The costs of collecting, computing, and comprehending sufficient nutrition information by examining each cereal box on a supermarket shelf is prohibitively high to most consumers. Few consumers actually acquire such information (Jacoby, Chestnut and Silberman, 1977). To reduce these costs to an acceptable level, Russo, et.al. (1986) provided consumers with an information display board placed near cereal shelves in supermarkets. Four formats were used: matrix; summary; intermediate; and, complete. While useful in their experimental setting, such information formats are usually not available to consumers in supermarket displays. What is available is similarly formatted information in generally circulated publications.

For purposes of our study, we chose to use the information available in a recent issue of Consumer Reports (October 1986). Consumer Reports product evaluations have been influential in significantly altering sales and have been the subject of legislation concerning advertising use of its product evaluation techniques (Consumer Reports, November 1986). The information is typically provided in the complete format. That is, cereal nutrient content by brand is provided in a matrix format which includes a summary rating of overall nutritional value for each brand calculated from the nutrient data in the matrix.

The inclusion of a summary measure in the complete format provides an interval scaled basis for the rank ordering of brands. It raises the question as to how consumers actually use such information in brand comparisons and decisions. To simply accept the summary measure as a basis of personal evaluation implies that the consumer agrees with the weighting and combinatorial mathematics which Consumer Reports employs in deriving the summary measure, regardless of each consumer's own needs, preferences, or opinions.
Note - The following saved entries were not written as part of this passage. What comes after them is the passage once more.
PR #180, opened 2024-05-16
feat: add ability to run a script once network is initialized

brunopgalvao:
Simple test:
```
cargo run up parachain -f ./tests/zombienet.toml -p https://github.com/r0gue-io/pop-node --cmd "echo Hello from Pop CLI"
```


crates/pop-cli/src/commands/up/parachain.rs
```diff
@@ -26,6 +27,12 @@ pub(crate) struct ZombienetCommand {
 	/// The url of the git repository of a parachain to be used, with branch/release tag specified as #fragment (e.g. 'https://github.com/org/repository#tag'). A specific binary name can also be optionally specified via query string parameter (e.g. 'https://github.com/org/repository?binaryname#tag'), defaulting to the name of the repository when not specified.
 	#[arg(short, long)]
 	parachain: Option<Vec<String>>,
+	/// The path to a script to be run after the network has been set up.
+	#[clap(name = "init", short = 'i', long)]
+	setup_script: Option<String>,
```
evilrobot-01, line 32: Something more generic like `command` would be better as it could be anything added here instead of a script - e.g. `echo "hi!"`

The separate args can then be removed so it becomes `-i "echo hi!"`

tests/zombienet.toml
```diff
@@ -3,6 +3,7 @@ chain = "rococo-local"
 
 [[relaychain.nodes]]
 name = "alice"
+rpc_port = 8833
```
evilrobot-01, line 6: Shouldnt be included in this PR (out of scope)

crates/pop-cli/src/commands/up/parachain.rs
```diff
@@ -138,6 +145,16 @@ impl ZombienetCommand {
 					}
 				}
 
+				if self.setup_script.is_some() {
+					spinner.set_message("Initializing your setup script...");
+					// sleep for 15 seconds to allow the network to start up
+					sleep(Duration::from_secs(15)).await;
```
brunopgalvao, line 151: @evilrobot-01 I am not comfortable with using `sleep` to make sure the network is up. Is there any other way of solving this? `sleep` could vary per machines performance and how complex the network that the user is spinning up e.g. 1 parachain vs 10 parachains

crates/pop-cli/src/commands/up/parachain.rs
brunopgalvao: Updated.

tests/zombienet.toml
brunopgalvao: Removed.

crates/pop-cli/src/commands/up/parachain.rs
```diff
@@ -151,6 +159,26 @@ impl ZombienetCommand {
...
 
+pub(crate) async fn run_custom_command(
+	spinner: &ProgressBar,
+	command: &str,
+) -> Result<(), anyhow::Error> {
+	spinner.set_message(format!("Running command: {}", command.to_string()));
+	sleep(Duration::from_secs(15)).await;
+
+	// Split the command into the base command and arguments
+	let mut parts = command.split_whitespace();
```
AlexD10S, line 170: Instead of parsing here, we can use `clap`, and has has the arguments like this:
```
/// The command to run after the network has been launched.
#[clap(name = "cmd", short = 'c', long)]
command: Option<String>,
/// The script arguments, encoded as strings.
#[clap(long, num_args = 0..)]
args: Vec<String>,
```

evilrobot-01: Does this not require the specification of an additional `--args`? We dont want this feature to make the usage more complex, hence my suggestion of having it as a single arg.

AlexD10S (commented):
Some comments:
- We need to explain this option in the `README` and if is with an useful example on how can be useful for devs much better.
- If I run the example `--cmd "echo Hello from Pop CLI"` as you suggest for a quick test it looks a bit weird, it gets stuck for a few seconds in Running command: `echo Hello from Pop CLI`... without really executing it and after it clear the screen to display the information of the `pop up`.  UX has to be improved, maybe showing the message that is running the command after spawn the networks?
- I left a comment about parsing the arguments of the script: pop up -cmd "echo" --args ...

crates/pop-cli/src/commands/up/parachain.rs
AlexD10S: Yes it needs an additional `--args`. At first it looked weird to me everything in one command, but I see your point.

Example of run a script `fund-dev-accounts` that has an argument for the balance to fund:
```
--cmd "./fund-dev-accounts 1000" 
```
or
```
--setup_script fund-dev-accounts --args 1000
```

We can start with `--cmd "./fund-dev-accounts 1000"` and iterate with user's feedback.

evilrobot-01: I agree that the args is probably easier for us, but I think it probably clutters things with noise. A single arg keeps the feature self-contained.

I like starting with simple and taking feedback to improve.

peterwht:
This would be good to test with a simple Subxt script that connects to the launched network.

brunopgalvao:
> This would be good to test with a simple Subxt script that connects to the launched network.

Created a simple script.

```
git clone https://github.com/brunopgalvao/set-balance
cd set-balance
cargo build
```

./tests/zombienet.toml
```
[relaychain]
chain = "rococo-local"

[[relaychain.nodes]]
name = "alice"
rpc_port = 8833
validator = true

[[relaychain.nodes]]
name = "bob"
validator = true
```
```
pop up parachain -f ./tests/zombienet.toml -r v1.8.0 -p --cmd /Users/bruno/src/set-balance/target/debug/set-balance
```

Output
Screenshot 2024-05-22 at 5 25 45 PM

Screenshot 2024-05-22 at 5 26 13 PM

AlexD10S:
> > This would be good to test with a simple Subxt script that connects to the launched network.
Thanks, LGTM now! 
This example makes it easier to test the function. I have added an issue in the documentation to convert this example into a tutorial: https://github.com/r0gue-io/pop-docs/issues/2

AlexD10S (approved):

PR #182, opened 2024-05-17
feat: add paseo support

evilrobot-01:
Adds `chain-spec-generator` support, so that `pop up` can be used to launch local `paseo`, `kusama` and `polkadot` networks.


AlexD10S (approved):
Great job. Support for other chains, such as `asset-hub` and `bridge-hub`... can be easily added if needed.

Issue #129, opened 2024-05-01
UX: `pop up parachain`


brunopgalvao:
There has been discussion around the `pop up parachain` command.

What if the user simply wants to spin up a Relay chain? 
e.g. `pop up parachain -f network.toml` - where the network.toml file only has the Relay chain

Perhaps the command should be: `pop up polkadot`

Anyways, I have never seen a parachain run without a Relay chain so better UX would be to rename the `pop up parachain` command to `pop up polkadot`. This would equate to spinning up a Polkadot network. Whether it is a Polkadot network with 10 parachains or simply just the Relay chain, this command suffices.

Ser, what about Substrate solo chains? We can accommodate for this by having an additional command:
```
pop up chain
```
What we really want is to be in the directory of the project and for the command to be: 
```
pop up
``` 
which would result in automatically either a) detect the network.toml file and spin up the network, or b) recognize that it is a Substrate solo chain and run it

## Deliverables

Rename `pop up parachain` to `pop up polkadot`

Make it so `pop up polkadot` by itself, with no network.toml file, will spin up a Relay chain in dev mode
- If the network.toml file exists in same directory, it overrrides, use that

Add an additional command to support Substrate solo chains: `pop up chain`

Make it so the user only has to run `pop up` and pop-cli will look in the directory for the network.toml file as well as detect whether it is a Substrate solo chain and deploy the network accordingly.

## Nice-to-haves

Configuration files within Pop CLI for networks e.g. Acala, Moonbeam, etc.
User can then say: `pop up acala` or `pop up acala, asset_hub, moonbeam`

AlexD10S:
I wouldn’t recommend changing`pop up parachain` to  `pop up polkadot`
To me pop up parachain makes sense,In my mind the typical flow for a new user is as follows
```
pop up new parachain
pop up build parachain
pop up parachain -f network.toml
```

However I like the idea of `pop up polkadot` that spin up a Relay chain in dev mode or other chains. 
So I'd vote in favour of having both: pop up parachain, pop up polkadot

brunopgalvao:
We will not be touching
```
pop ___ parachain
```
So:
```
pop new parachain
pop build parachain
```
will remain intact.

However, if one wants to spin up a network they should be able to:
```
pop up
```
within the directory of their network.toml file.

Therefore no need for the command:
```
pop up parachain
```
If they are outside the project directory then:
```
[...]

Issue #35, opened 2024-03-07
`pop up contract`: run substrate-contracts-node if it does not exist


brunopgalvao:
Based on this PR comment: https://github.com/r0gue-io/pop-cli/pull/27#discussion_r1515973155

For `pop up contract`, we should do a check, if there is no substrate node running on localhost:9944 then have Pop CLI run one.

AlexD10S:
Same as commented here: https://github.com/r0gue-io/pop-cli/issues/31#issuecomment-2124252867
When this PR is merged https://github.com/r0gue-io/pop-cli/pull/185 we can just call that functionality to run the local node

PR #185, opened 2024-05-20
Add the "pop up contracts-node" command

Moliholy:
# Description

This PR adds the following command that spawns a [substrate-contracts-node](https://github.com/paritytech/substrate-contracts-node) instance.

```sh
pop up contracts-node
```

It should be executed in a different terminal, and prior to its execution it will check whether the repository is downloaded and build the binary if it isn't.

It's definitely not rocket science, and could be improved, but IMO it's a decent step forward towards a better usage by integrating in the tool a component that was excluded, yet it was used for deploying smart contracts.

## Possible improvements

- Check whether the current version of the software is the latest, and if not force-download the latest.
- The above, but with a `--force`-like command.
- Include features when building the binary.
- Pass command-line arguments to the node for more sophisticated setup.

### DIFF
--- a/README.md
+++ b/README.md
@@ -196,6 +196,12 @@ Pop provides the latest version out-of-the-box by running:
 pop up contracts-node
 ```
 
+If you want to run any other node with `pallet-contracts` you need to change `CONTRACTS_NODE` environment variable:
+
+```sh
+export CONTRACTS_NODE="YOUR_CONTRACTS_NODE_PATH"
+```
+
 Run e2e testing on the Smart Contract:
 
 ```sh
--- a/README.md
+++ b/README.md
@@ -137,12 +137,10 @@ Build the Smart Contract:
 pop build contract -p ./my_contract
 ```
 
-To deploy a Smart Contract you need a chain running. For testing purposes one option is to
-run [substrate-contracts-node](https://github.com/paritytech/substrate-contracts-node):
+To deploy a Smart Contract you need a chain running. For testing purposes you can simply spawn a contract node:
 
 ```sh
-cargo install contracts-node
-substrate-contracts-node
+pop up contracts-node
 ```
 
 > :information_source: We plan to automate this in the future.
@@ -192,17 +190,10 @@ pop call contract -p ./my_contract --contract $INSTANTIATED_CONTRACT_ADDRESS --m
 ## E2E testing
 
 For end-to-end testing you will need to have a Substrate node with `pallet contracts`.
-You do not need to run it in the background since the node is started for each test independently.
-To install the latest version:
+Pop provides the latest version out-of-the-box by running:
 
-```
-cargo install contracts-node --git https://github.com/paritytech/substrate-contracts-node.git
-```
-
-If you want to run any other node with `pallet-contracts` you need to change `CONTRACTS_NODE` environment variable:
-
-```
-export CONTRACTS_NODE="YOUR_CONTRACTS_NODE_PATH"
+```sh
+pop up contracts-node
 ```
 
 Run e2e testing on the Smart Contract:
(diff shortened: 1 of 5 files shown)


AlexD10S:
Hola @Moliholy! Great to see you here contributing to pop-cli. Looks good to me!

We are currently having an open discussion about the best UX for `pop up`: https://github.com/r0gue-io/pop-cli/issues/129
I like `pop up contracts-node` , but want to see @brunopgalvao thoughts on it.


Also after this PR is merged, we can tackle this issue: https://github.com/r0gue-io/pop-cli/issues/35

Moliholy:
@AlexD10S pleased to be around :-)

Yes, I saw that issue before, but I supposed its decision was not taken since it was still open, so I thought the best approach would be, at least for now, to continue with the current project's structure.

As for the name itself, I definitely don't have a strong opinion nor I'm particularly good at naming, so if you find a better one feel free to change it.

README.md
```diff
@@ -192,17 +190,10 @@ pop call contract -p ./my_contract --contract $INSTANTIATED_CONTRACT_ADDRESS --m
...
+Pop provides the latest version out-of-the-box by running:
 
-```
-cargo install contracts-node --git https://github.com/paritytech/substrate-contracts-node.git
-```
-
-If you want to run any other node with `pallet-contracts` you need to change `CONTRACTS_NODE` environment variable:
-
-```
-export CONTRACTS_NODE="YOUR_CONTRACTS_NODE_PATH"
```
brunopgalvao, line 205: This is used to point to the `contracts-node` binary which is needed for running the e2e tests.

`e2e-tests` use the `contracts-node` binary to test against.

If you want to run e2e tests against a live contracts node you can look here:
- https://github.com/use-ink/ink-docs/pull/283/files#diff-b6664aae173c30e529697e60b09951bdcad954788b1452c97fc352514065e88cR267

crates/pop-cli/src/commands/up/contracts_node.rs
```diff
@@ -0,0 +1,31 @@
...
+use crate::style::{style, Theme};
+
+const BIN_NAME: &str = "substrate-contracts-node";
+
+#[derive(Args)]
+pub(crate) struct ContractsNodeCommand;
+impl ContractsNodeCommand {
+	pub(crate) async fn execute(&self) -> anyhow::Result<()> {
+		clear_screen()?;
+		intro(format!("{}: Deploy a contracts node", style(" Pop CLI ").black().on_magenta()))?;
```
AlexD10S, line 16: We currently use 'deploy a contracts node,' but it doesn't sound correct. In an ongoing PR, we are already changing it to `Launch`: (https://github.com/r0gue-io/pop-cli/pull/186/files#diff-676bc9da9a6a8b135164d15340c548a94dcad29b8cd784ebda6a9e3ef2313622R37).
Could you change the message to "Launch a local contracts node"?

AlexD10S (approved):
Just added a little change in a message but the rest looks good to me!

Thanks again for contributing!!

README.md
Moliholy: Yes... but if you're providing now a node inside the tool, why would a user want to do that?

crates/pop-cli/src/commands/up/contracts_node.rs
Moliholy: Done!

Moliholy:
Rebased to the latest `main`.

README.md
brunopgalvao: So how do you run the e2e tests?

Moliholy: I just restored that part.

AlexD10S (approved):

In a recent study, fifty-four percent of consumers using a German equivalent of Consumer Reports were found to rely on summary measures in the purchase of nondurables, while only eleven percent used the individual attribute (e.g. nutrient) ratings in the adjoining matrix (Silberer, 1985). Such use of summary measures subjugates consumers to the combinatorial mathematics, linear or configural, utilized by the publication in creating the overall summary measures. This willingness on the part of consumers to rely on summary measures likely reflects a cost versus benefit analysis of information acquisition rather than a true indication of each consumers importance weight with respect to each attribute. It also may reflect the credibility which the publication has earned in the mind of the consumer.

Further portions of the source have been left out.